- What you are asked to do
Print, exactly as written, every line from the first line of the records below through the line containing "closing backtick because", and nothing further.

- Collected data entries

PR #2856, opened 2024-09-19
[CMake] Enable CMP0157 NEW if available

rintaro:
Use new CMake Swift compilation mode if possible.
Disable sowe workaround when CMP0157 is enabled.


rintaro:
https://github.com/swiftlang/swift/pull/76587
@swift-ci Please test

bnbarham (approved):

PR #2857, opened 2024-09-22
Parse raw identifiers.

allevato:
The parser implementation of [SE-0451](https://github.com/swiftlang/swift-evolution/blob/main/proposals/0451-escaped-identifiers.md).

### DIFF
--- a/Sources/SwiftParser/Lexer/Cursor.swift
+++ b/Sources/SwiftParser/Lexer/Cursor.swift
@@ -2025,14 +2025,57 @@ extension Lexer.Cursor {
     // Check whether we have an identifier followed by another backtick, in which
     // case this is an escaped identifier.
     let identifierStart = self
-    if self.advance(if: { $0.isValidIdentifierStartCodePoint }) {
-      // Keep continuing the identifier.
-      self.advance(while: { $0.isValidIdentifierContinuationCodePoint })
 
-      // If we have the terminating "`", it's an escaped identifier.
-      if self.advance(matching: "`") {
-        return Lexer.Result(.identifier)
+    // Scan until we see either a closing backtick or the end of the line. Do
+    // additional validation for raw identifiers along the way; if we see
+    // characters that aren't allowed (prohibited whitespace or unprintable
+    // ASCII characters) or if the identifier is an operator, provide a more
+    // precise diagnostic and location, but otherwise keep trying to tokenize
+    // it as a raw identifier as long as we see the closing backtick because
+    // it more likely represents what the user was trying to do.
+    var hasNonOperatorCharacter = false
+    var hasNonWhitespaceCharacter = false
+    var isEmpty = true
+    var error: LexingDiagnostic? = nil
+    while true {
+      let ch = self.peek()
+      if ch == nil || ch == "`" || ch == "\n" || ch == "\r" {
+        break
       }
+      let position = self
+      guard let scalar = self.advanceValidatingUTF8Character() else {
+        error = LexingDiagnostic(.invalidUtf8, position: position)
+        continue
+      }
+      if error == nil {
+        if scalar.isForbiddenRawIdentifierWhitespace {
+          error = LexingDiagnostic(.invalidWhitespaceInRawIdentifier, position: position)
+        } else if scalar == "\\" {
+          error = LexingDiagnostic(.invalidBackslashInRawIdentifier, position: position)
+        } else if scalar.isASCII && !scalar.isPrintableASCII {
+          error = LexingDiagnostic(.unprintableAsciiCharacter, position: position)
+        }
+      }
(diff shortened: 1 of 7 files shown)


Sources/SwiftParser/Lexer/Cursor.swift
```diff
@@ -2025,14 +2025,51 @@ extension Lexer.Cursor {
...
+      if error == nil {
+        if scalar.isForbiddenRawIdentifierWhitespace {
+          error = LexingDiagnostic(.invalidWhitespaceInRawIdentifier, position: position)
+        } else if scalar == "\\" {
+          error = LexingDiagnostic(.invalidBackslashInRawIdentifier, position: position)
+        } else if scalar.isASCII && !scalar.isPrintableASCII {
+          error = LexingDiagnostic(.unprintableAsciiCharacter, position: position)
+        }
+      }
+      if isEmpty && !scalar.isOperatorStartCodePoint || !scalar.isOperatorContinuationCodePoint {
```
ahoppen, line 2058: I think adding parenthesis here would help readability.

```suggestion
      if (isEmpty && !scalar.isOperatorStartCodePoint) || !scalar.isOperatorContinuationCodePoint {
```

Tests/SwiftParserTest/translated/EscapedIdentifiersTests.swift
```diff
@@ -99,4 +99,201 @@ final class EscapedIdentifiersTests: ParserTestCase {
...
+      1️⃣`` = 5
+      """,
+      diagnostics: [
+        DiagnosticSpec(
+          locationMarker: "1️⃣",
+          message: "a raw identifier cannot be empty"
+        )
+      ]
+    )
+  }
```
ahoppen, line 250: Do we diagnose raw identifiers that only consist of whitespace? As far as I can tell, they are forbidden by the proposal.

allevato: We weren't; thanks for catching that. Fixed.

grynspan:
I _think_ I have a hard need for determining if an identifier wrapped in backticks is raw or just an escaped keyword. Having a member such as `TokenKind.isRawIdentifier` would be very useful here.

Sources/SwiftParser/Lexer/UnicodeScalarExtensions.swift
```diff
@@ -93,6 +93,31 @@ extension Unicode.Scalar {
...
   }
 
+  var isForbiddenRawIdentifierWhitespace: Bool {
+    let c = self.value
+    // This is the set of code points satisfying the `White_Space` property,
+    // excluding the set satisfying the `Pattern_White_Space` property, and
+    // excluding any other ASCII non-printables and Unicode separators. In
+    // other words, the only whitespace code points allowed in a raw
+    // identifier are U+0020, and U+200E/200F (LTR/RTL marks).
+    return (c >= 0x0009 && c <= 0x000D) as Bool
```
grynspan, line 103: Would it be better to express this as `isWhitespace && !isPermittedRawIdentifierWhitespace`?

allevato: The parser explicitly avoids the use of `Unicode.Scalar.Properties` because they're not necessarily stable between Unicode versions and may change depending on the Unicode tables that are built into `libswiftCore`, so we don't want the behavior of the parser to change depending on things like what version of the operating system the compiler is running on.

It's probably _exceedingly rare_ that new whitespace will be added (or worse, that a non-whitespace code unit would become whitespace or vice versa), but hardcoding the code points means the behavior is deterministic and we can choose to make breaks via new language modes, if needed in the future.

allevato:
> I _think_ I have a hard need for determining if an identifier wrapped in backticks is raw or just an escaped keyword. Having a member such as `TokenKind.isRawIdentifier` would be very useful here.

I think you can do this today, in a somewhat roundabout fashion, using [existing APIs](https://github.com/swiftlang/swift-syntax/blob/main/Sources/SwiftParser/IsValidIdentifier.swift) from `SwiftParser`:

```
let id = "<some keyword or raw identifier without backticks>"
let quotedID = "`\(id)`"
let isKeywordish = id.isValidSwiftIdentifier(for: .memberAccess)
  && quotedID.isValidSwiftIdentifier(for: .memberAccess)
```

...since `x.class` and ``x.`class` `` are both valid for escaped keywords but `x.some raw identifier` and ``x.`some raw identifier` `` would fail the first test. There may be some failure cases I'm missing here, though...

It's not the most efficient though since it kicks off two parsers. I agree it's probably a good idea to have a separate API for this that does the same single-pass over the identifier that the lexer does.

ahoppen (approved):

allevato:
@swift-ci please test

PR #2858, opened 2024-09-23
Don’t add an implicit leading newline in `CodeBlockItemList` result builder if previous element already has a trailing newline

ahoppen:


ahoppen:
@swift-ci Please test

bnbarham (approved):

PR #3019, opened 2025-03-17
Check `thenStatements` feature in `CanBeStatementStart`

hamishknight:
I added the `experimentalFeatures` parameter in the TokenSpecSet initializer for `do` statements but never went back to apply the change to `then` statements. Should be NFC.


hamishknight:
@swift-ci please test

ahoppen (approved):

PR #3020, opened 2025-03-17
[Syntax] Workaround for 'cannot bypass resilience' warnings

rintaro:
`RawSyntaxArena` and `SyntaxDataaArena` have properties with types from `_SwiftSyntaxCShims` which is `@_implementationOnly` when compiling with `-enable-library-evolution`.

But for `-allow-non-resilient-access` for the package cross module optimizations, they caused warnings in 6.1+ compilers:

```
warning: cannot bypass resilience due to member deserialization failure while attempting to access member 'mutex' of 'SyntaxDataArena' in module 'SwiftSyntax' from module 'SwiftSyntax'
warning: cannot bypass resilience due to member deserialization failure while attempting to access member 'hasParent' of 'RawSyntaxArena' in module 'SwiftSyntax' from module 'SwiftSyntax'
```

and non-resilient-access are disabled for these types.

To workaround that, use `UnsafeRawPointer` for those stored properties and use casting methods to access the actual types. Note the using computed properties were not enough to silience the warnings.

### DIFF
--- a/Sources/SwiftSyntax/Syntax.swift
+++ b/Sources/SwiftSyntax/Syntax.swift
@@ -382,7 +382,10 @@ struct SyntaxData: Sendable {
 /// `SyntaxDataArena` manages the entire data of a `Syntax` tree.
 final class SyntaxDataArena: @unchecked Sendable {
   /// Mutex for locking the data when populating layout buffers.
-  private let mutex: PlatformMutex
+  ///
+  /// - Note: `UnsafeMutableRawPointer` + casting accessor is a workaround to silence the warning 'cannot bypass resilience'.
+  private let _mutex: UnsafeMutableRawPointer?
+  private func mutex() -> PlatformMutex { PlatformMutex(opaque: self._mutex) }
 
   /// Allocator.
   private let allocator: BumpPtrAllocator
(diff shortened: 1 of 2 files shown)


Sources/SwiftSyntax/Syntax.swift
```diff
@@ -382,7 +382,10 @@ struct SyntaxData: Sendable {
 /// `SyntaxDataArena` manages the entire data of a `Syntax` tree.
 final class SyntaxDataArena: @unchecked Sendable {
   /// Mutex for locking the data when populating layout buffers.
-  private let mutex: PlatformMutex
+  ///
+  /// - Note: `UnsafeMutableRawPointer` + casting accessor is a workaround to silence the warning 'cannot bypass resilience'.
+  private let _mutex: UnsafeMutableRawPointer!
```
ahoppen, line 387: Why does this nave to be an IUO? Shouldn’t we be able to make this a `UnsafeMutableRawPointer`?

rintaro: We have a platforms it is actually `nil`. I used `!` because the `PlatformMutex.opaque` type is `UnsafeMutableRawPointer!` (by default by ClangImporter)

rintaro:
@swift-ci Please test

Sources/SwiftSyntax/Syntax.swift
ahoppen: Oh, I see. Should we just make it a proper optional in that case?

rintaro:
@swift-ci Please test

Sources/SwiftSyntax/Syntax.swift
rintaro: Okay, I don't see any drawbacks for using optional. Done

rintaro:
@swift-ci Please test Linux

rintaro:
@swift-ci Please test Windows

rintaro:
@swift-ci Please test Linux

- Output
PR #2856, opened 2024-09-19
[CMake] Enable CMP0157 NEW if available

rintaro:
Use new CMake Swift compilation mode if possible.
Disable sowe workaround when CMP0157 is enabled.


rintaro:
https://github.com/swiftlang/swift/pull/76587
@swift-ci Please test

bnbarham (approved):

PR #2857, opened 2024-09-22
Parse raw identifiers.

allevato:
The parser implementation of [SE-0451](https://github.com/swiftlang/swift-evolution/blob/main/proposals/0451-escaped-identifiers.md).

### DIFF
--- a/Sources/SwiftParser/Lexer/Cursor.swift
+++ b/Sources/SwiftParser/Lexer/Cursor.swift
@@ -2025,14 +2025,57 @@ extension Lexer.Cursor {
     // Check whether we have an identifier followed by another backtick, in which
     // case this is an escaped identifier.
     let identifierStart = self
-    if self.advance(if: { $0.isValidIdentifierStartCodePoint }) {
-      // Keep continuing the identifier.
-      self.advance(while: { $0.isValidIdentifierContinuationCodePoint })
 
-      // If we have the terminating "`", it's an escaped identifier.
-      if self.advance(matching: "`") {
-        return Lexer.Result(.identifier)
+    // Scan until we see either a closing backtick or the end of the line. Do
+    // additional validation for raw identifiers along the way; if we see
+    // characters that aren't allowed (prohibited whitespace or unprintable
+    // ASCII characters) or if the identifier is an operator, provide a more
+    // precise diagnostic and location, but otherwise keep trying to tokenize
+    // it as a raw identifier as long as we see the closing backtick because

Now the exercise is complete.